Enqueuing multiple Writes (Host to FPGA DMA transfer) to the same kernel - OpenCL

Altera_Forum · ‎07-20-2016

Hi,

I am currently trying to en-queue multiple writes to the same kernel by invoking clEnqueueWriteBuffer (pointing to the same buffer). I would like to know what sequence should I follow such that I can read the total result altogether in one go. For example I have a kernel which loops back the result. After I launch this kernel I'd like to send 4 writes and read back result of 4 writes in one clEnqueueReadBuffer. I used clEnqueueNDRangeKernel but didn't work.

Thanks in Advance

Altera_Forum · ‎07-26-2016

--- Quote Start ---

Hi,

I am currently trying to en-queue multiple writes to the same kernel by invoking clEnqueueWriteBuffer (pointing to the same buffer). I would like to know what sequence should I follow such that I can read the total result altogether in one go. For example I have a kernel which loops back the result. After I launch this kernel I'd like to send 4 writes and read back result of 4 writes in one clEnqueueReadBuffer. I used clEnqueueNDRangeKernel but didn't work.

Thanks in Advance

--- Quote End ---

I've personally never tried this myself, but there are inherently some problems with communicating this way. How many command queues do you have? If you're using the same command queue to launch the kernel that you are to read and write you'll run into some issues. The command queue will only execute one command at a time and it will do it to completion. For example, if you start execution on a command queue and then use that same command queue for a clEnqueueReadBuffer right after, OpenCL will stall/block at the clEnqueueReadBuffer until the above launched kernel has completed execution.

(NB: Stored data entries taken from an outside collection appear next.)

PR #603, opened 2022-12-09
Try to run test with shapely 2

Hoxbro:
The latest cartopy (v.0.21.0) is not compatible with shapely 2 but will be in the next release.

### DIFF
--- a/.github/workflows/test.yaml
+++ b/.github/workflows/test.yaml
@@ -19,7 +19,8 @@ jobs:
       matrix:
         os: ['ubuntu-latest', 'macos-latest', 'windows-latest']
         # Run on the full set on schedule, workflow_dispatch and push&tags events, otherwise on a subset.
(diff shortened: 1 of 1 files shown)


Hoxbro:
The only problem left with the upgrade is that this no longer works:
``` python
import geoviews as gv
import geoviews.feature as gf
import xarray as xr
from cartopy import crs

gv.extension('bokeh')
gf.land.opts(projection=crs.Geostationary())
```

Where these work `gf.land.opts(projection=crs.Geostationary(), scale="10m")` and `gf.land`. Another problem is that opts are saved on the `FeaturePlot` even if you instantiate it.

Hoxbro:
The last two commit (9eb60be and f12a1b3) fixes the last of the problems I mentioned in the previous post.

``` python
import geoviews as gv
import geoviews.feature as gf
from cartopy import crs

gv.extension('bokeh')
(gf.land().opts(projection=crs.Geostationary()) + gf.land()).opts(shared_axes=False)
```

Before:
Screenshot 2023-01-03 21 59 06

After:
Screenshot 2023-01-03 21 58 37

philippjfr (approved):
Thanks @Hoxbro! Pretty happy the changes look pretty minimal and all look good to me.

PR #612, opened 2023-01-09
Update docs assets and config

maximlt:
Mostly copy/pasting and adapting things from Panel, which is the reference for docs build. One day all this CSS/template will be upstreamed to nbsite.


Hoxbro:
Thank you for updating the documentation.

PR #625, opened 2023-04-16
Add Bokeh 3 support to GeoViews

Hoxbro:
This PR adds Bokeh 3 support to GeoViews. For this to work, Holoviews 1.16 is needed.


stonebig:
a geoviews pre-release compatible with bokeh-3.1 would be nice to have

Hoxbro:
There are still problems with annotations but I will fix that in another PR. Will merge this now so we can get a dev release out of Geoviews.

PR #361, opened 2020-06-08
Added assay view

nikhil:


beagle_etl/views.py
```diff
@@ -77,6 +77,14 @@ def fix_query_list(self, request_query, key_list):
                     query_dict[single_param] = query_value
         return query_dict
 
+class AssayViewSet(mixins.CreateModelMixin,
+                 mixins.DestroyModelMixin,
```
sivkovic, line 81: Assay is basically model which is used as configuration, and we shouldn't have Create and Destroy endpoints. We only need to get values from that record, and update it, we might implement this as a GET, and POST `/v0/assay` where we will return values on GET, and update them on POST. We should also add validation on POST, that all assays specified in `disabled` and `hold`, needs to be listed in `all` as well, and same assay shouldn't be in both `disabled` and `hold`.

beagle_etl/views.py
```diff
@@ -77,6 +77,49 @@ def fix_query_list(self, request_query, key_list):
...
+        return Response(error_message,status=status.HTTP_404_NOT_FOUND)
+
+    @swagger_auto_schema(request_body=AssayUpdateSerializer,responses={200: AssayElementSerializer})
+    def post(self, request):
+        all_list = request.data.getlist('all')
+        disabled_list = request.data.getlist('disabled')
+        hold_list = request.data.getlist('hold')
+        assay_list = Assay.objects.all()
+        if assay_list and len(assay_list) == 1:
+            assay = assay_list[0]
```
sivkovic, line 101: This could be done as `Assay.objects.first()`. It will return only first element.

beagle_etl/views.py
```diff
@@ -77,6 +77,49 @@ def fix_query_list(self, request_query, key_list):
...
+            if all_list:
+                assay.all = list(set(all_list))
+            if disabled_list:
+                assay.disabled = list(set(disabled_list))
+            if hold_list:
+                assay.hold = list(set(hold_list))
+            for single_assay in assay.hold:
+                if single_assay in assay.disabled:
+                    error_message = "Assay {} is in both disabled and hold".format(single_assay)
```
sivkovic, line 110: Only thing which would be really good is going through all assays and join them so error message have list of all assays which are in disabled and hold and also if they missing in the list of all assays. This would enable us to fix all errors if there are more then one.

beagle_etl/views.py
nikhil: I was using ```len(assay_list) == 1``` to fail if for some reason the assay object list is greater than 1

beagle_etl/views.py
nikhil: Yeah, that makes sense. I will make it return a list of errors.

Issue #357, opened 2020-06-06
Admin Hold state in JIRA should notify/CC admins


allanbolipata:
http://jira.mskcc.org:8090/projects/VA/issues/VA-135?filter=allopenissues
http://jira.mskcc.org:8090/projects/VA/issues/VA-118?filter=allopenissues
http://jira.mskcc.org:8090/projects/VA/issues/VA-136?filter=allopenissues

It moves to Admin Hold but it is unclear if it notifies anyone

PR #381, opened 2020-06-15
CC admins when in AdminHold state

sivkovic:
## Changelog

- #357 CC admins in case ticket goes to AdminHold

### DIFF
--- a/notifier/events/custom_capture_cc_event.py
+++ b/notifier/events/custom_capture_cc_event.py
@@ -1,0 +1,23 @@
+from django.conf import settings
+from notifier.event_handler.event import Event
+
+
+class CustomCaptureCCEvent(Event):
+
+    def __init__(self, job_group, assay):
+        self.job_group = job_group
+        self.assay = assay
+
+    @classmethod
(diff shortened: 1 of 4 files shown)


notifier/events/custom_capture_cc_event.py
```diff
@@ -0,0 +1,23 @@
...
+    def get_type(cls):
+        return "CustomCaptureCCEvent"
+
+    @classmethod
+    def get_method(cls):
+        return "process_custom_capture_cc_event"
+
+    def __str__(self):
+        TEMPLATE = """
+        Ticket in AdminHold because of the assay: {assay}. {cc}
```
nikhil, line 21: I think maybe it should be CustomCaptureCCEvent instead of AdminHold event

nikhil: The JIRA states are fine

sivkovic: It can be more assays then CustomCapture that can put ticket to admin hold. But we will put assay in comment as well.

Issue #393, opened 2020-06-17
QCPDF uploaded to notifier (JIRA) is corrupt


allanbolipata:
PDF outputted by ARGOS is correct on Juno file system but the file uploaded to JIRA is corrupted.

PR #408, opened 2020-06-22
JIRA attachment production problem

sivkovic:
## Changelog

- #393 Problem with uploading QC was because `/juno/work/ci` wasn't mounted. In order to standardize the way we are running the staging and production we should use `bin/run_beagle.sh` script.


bin/run_beagle.sh
```diff
@@ -0,0 +1,34 @@
...
+
+echo "Stopping $1 environment"
+singularity instance stop $1_beagle_services
+singularity instance stop $1_beagle_celery
+
+echo Starting $1 environment version $3
+
+if [ $1 != "production" ]; then
+    singularity instance start --containall --bind /srv/services/voyager/ --bind /home/ivkovic/rabix-cli-1.0.5 --bind /tmp --bind /ifs --bind /juno/work/ci /srv/services/voyager/beagle_service_%3.sif $1_beagle_services
+    singularity instance start --containall --bind /srv/services/voyager/ --bind /home/ivkovic/rabix-cli-1.0.5 --bind /tmp --bind /ifs --bind /juno/work/ci /srv/services/voyager/beagle_celery_%3.sif $1_beagle_celery
```
allanbolipata, line 30: `%3`? I think change that to `$3`

sivkovic: Oh thank you.

Issue #372, opened 2020-06-15
Add Job Group id value and put it in notifier/JIRA ticket


allanbolipata:
This will help faster fetching of info.

Issue #371, opened 2020-06-15
Runs api doesn't display full status


allanbolipata:
Right now it just displays the tags information

Issue #370, opened 2020-06-15
Add notifier for FAILED runs


allanbolipata:
CREATED and COMPLETED runs get a comment on the JIRA notifier; need one for FAILED, too.

Issue #367, opened 2020-06-11
Add migration to update finished_date on previous jobs


nikhil:
Lets set the finished_date to last_modified date if it does not exist

PR #413, opened 2020-06-24
Release/1.8.0

allanbolipata:
Changelog
--
**Enhancements**
Add notifier for FAILED runs #370 #401 
Add Job Group id value and put it in notifier/JIRA ticket #372 
Added Job Group Id to jira ticket #409
Add migration to update finished_date on previous jobs #367
When a request contains only normal samples, send to Can't Do state and apply all_normals label #362 
Retrieve error messages from Ridgeback #241 

**Bug fixes**
Runs api doesn't display full status bug #371
Feature/fix run api view #406
Wrong log path for a failed job #231 
Fix operator start runs #410 
Feature/fie view fixes and distribution view #407


runner/serializers.py
```diff
@@ -140,7 +140,7 @@ def get_status_url(self, obj):
 
     class Meta:
         model = Run
-        fields = '__all__'
+        fields = ('id', 'name', 'status', 'tags', 'app', 'inputs', 'outputs', 'status_url', 'created_date', 'job_statuses','execution_id','output_metadata','output_directory','operator_run','job_group','notify_for_outputs','finished_date')
```
sivkovic, line 143: `message` should be included in RunSerializerFull as well, since we are currently not able to see the message when we do a GET /v0/run/api. I don't think it is worth hotfixing, but lets make the change for 1.9.0.

Issue #387, opened 2020-06-16
Update "update request" etl job


allanbolipata:
We have to discuss what this etl job needs to do since it has been left unattended.

For now, it needs to do the following:
- [x] Needs to be able to handle adding fastqs to previously imported request (assumption: data is re-delivered on IGOLIMS and shows up in the usual endpoint)

allanbolipata:
This happened as recently as June 19: request `10848_B` got new fastqs.

Voyager has two samples from this request, with each sample containing two fastqs. On IGOLIMS, `10848_B_3` itself has six fastqs.

allanbolipata:
We will need to add logic for processing re-deliveries, create new ticket and process them automatically

PR #417, opened 2020-06-26
Implement handling re-delivered samples

sivkovic:
## Changelog

- #387 Handle re-delivered samples
    - If file doesn't exist create a new one
    - If file already exist and metadata is different then it was, update metadata


beagle_etl/jobs/lims_etl_jobs.py
```diff
@@ -193,22 +193,74 @@ def get_or_create_pooled_normal_job(filepath, job_group=None):
...
+
+# def create_redelivery_sample_job(sample_id, igocomplete, request_id, request_metadata, job_group=None):
+#     job = Job.objects.create(run=TYPES['REDELIVERY_SAMPLE'],
+#               args={'sample_id': sample_id, 'igocomplete': igocomplete, 'request_id': request_id,
+#                     'request_metadata': request_metadata, 'redelivery': True},
+#               status=JobStatus.CREATED,
+#               max_retry=1, children=[],
+#               job_group=job_group)
+#     return job
+
```
allanbolipata, line 262: Should we remove these

PR #428, opened 2020-07-01
Feature/update helix filters operator

allanbolipata:
Helix filters operator updated to work with most recent version

Added new resources `known_fusions_filter.txt` and `oncotree.json`, which is used by the oncotree data handler if it can't get an internet connection to query oncotree directly.


notifier/helper.py
```diff
@@ -11,7 +11,9 @@ def get_project_id(request_id):
 def generate_sample_data_content(files, pipeline_name, pipeline_github, pipeline_version):
     result = "SAMPLE_ID\tREQUEST_ID\tPROJECT_ID\tPATIENT_ID\tCOLLAB_ID\tSAMPLE_TYPE\tGENE_PANEL\tONCOTREE_CODE\tSAMPLE_CLASS\tSPECIMEN_PRESERVATION_TYPE\tSEX\tTISSUE_SITE\tIGO_ID\tPIPELINE_NAME\tPIPELINE_GITHUB_LINK\tPIPELINE_VERSION\n"
     ret_str = 'metadata__sampleId'
-    query = Q(file__path__in=files) & Q(file__file_group_id=settings.IMPORT_FILE_GROUP)
+    query = Q(file__file_group_id=settings.IMPORT_FILE_GROUP)
+    query |= Q(file__file_group__slug="origin-unknown")
```
allanbolipata, line 15: This assumes the file, if found, are structured the same way as in the LIMS filegroup.

This is needed because I suspect non-LIMS data sources will go through Helix Filters, requiring data clinical files.

PR #462, opened 2020-07-23
Feature/add cwl ready inputs and outputs

nikhil:
Resolves: #457

### DIFF
--- a/runner/run/processors/port_processor.py
+++ b/runner/run/processors/port_processor.py
@@ -3,6 +3,7 @@ import uuid
 import copy
 import logging
 from enum import Enum
+from pathlib import Path
 from runner.run.processors.file_processor import FileProcessor
 from runner.exceptions import PortProcessorException, FileConflictException, FileHelperException
 from notifier.tasks import send_notification
@@ -16,6 +17,7 @@ class PortAction(Enum):
     CONVERT_TO_PATH = 1
     REGISTER_OUTPUT_FILES = 2
     SEND_AS_NOTIFICATION = 3
+    CONVERT_TO_CWL_FORMAT = 4
     FIX_DB_VALUES = 99 # Temporary for fixing values in DB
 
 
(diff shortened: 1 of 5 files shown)


runner/serializers.py
```diff
@@ -164,6 +174,30 @@ class Meta:
         fields = ('id', 'name', 'status', 'tags', 'app', 'inputs', 'outputs', 'status_url', 'created_date', 'job_statuses','execution_id','output_metadata','output_directory','operator_run','job_group','notify_for_outputs','finished_date','message')
 
 
+class RunSerializerCWLInput(RunSerializerPartial):
+
+    inputs = serializers.SerializerMethodField()
+
+    def get_inputs(self, obj):
+        input_data = PortSerializer(obj.port_set.filter(port_type=PortType.INPUT).all(), many=True).data
+        return format_port_data(input_data)
```
sivkovic, line 183: How should the File object look like? Do we need path/location/size etc, and should it be runnable by Voyager or locally?

nikhil: As previously discussed, we will create a uniform format for inputs and outputs

runner/run/processors/port_processor.py
```diff
@@ -121,6 +125,37 @@ def _convert_to_path(val):
...
+        location = file_obj.pop('location',None)
+        if location:
+            try:
+                file_db_object = FileProcessor.get_file_obj(location)
+            except FileHelperException as e:
+                raise PortProcessorException('File %s not found' % location)
+            path = file_db_object.path
+            if path:
+                path_obj = Path(path)
+                if not file_obj.get('checksum'):
```
sivkovic, line 140: I don't think we should check file_obj for checksum because, when we register output files we are always saving the checksum [here](https://github.com/mskcc/beagle/blob/master/runner/run/processors/port_processor.py#L159). [This](https://github.com/mskcc/beagle/pull/462/files#diff-7391770a3e6b593d59c60681987308cfR141-R143) is good enough. Same thing for input files, we are using values from File object in DB to create a job.

runner/run/processors/port_processor.py
```diff
@@ -121,6 +125,37 @@ def _convert_to_path(val):
...
+    def _covert_to_cwl_format(val):
+        file_obj = copy.deepcopy(val)
+        location = file_obj.pop('location',None)
+        if location:
+            try:
+                file_db_object = FileProcessor.get_file_obj(location)
+            except FileHelperException as e:
+                raise PortProcessorException('File %s not found' % location)
+            path = file_db_object.path
+            if path:
```
sivkovic, line 138: [File instance](https://github.com/mskcc/beagle/blob/master/file_system/models.py#L73) can't exist without path. null=False, and required=True is by default. So this condition will always be satisfied.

You can make use of this by simply removing the loop from your device code into the host code. Maybe something like this:

Host Code:

for(int i=0; i<SOME_ITERATIONS; i++) {

clEnqueueWriteBuffer.....

clEnqueueNDRangeKernel(or task kernel or whatever)...

clEnqueueReadBuffer...

}

Hope this helps.

Altera_Forum · ‎08-09-2016

I might not understand your question, but you can do asynchronous writes (non-blocking), and get event handles to each write.

Then you can have a read-call which takes the four events as arguments so essentially the read waits on the four writes to finish before launching.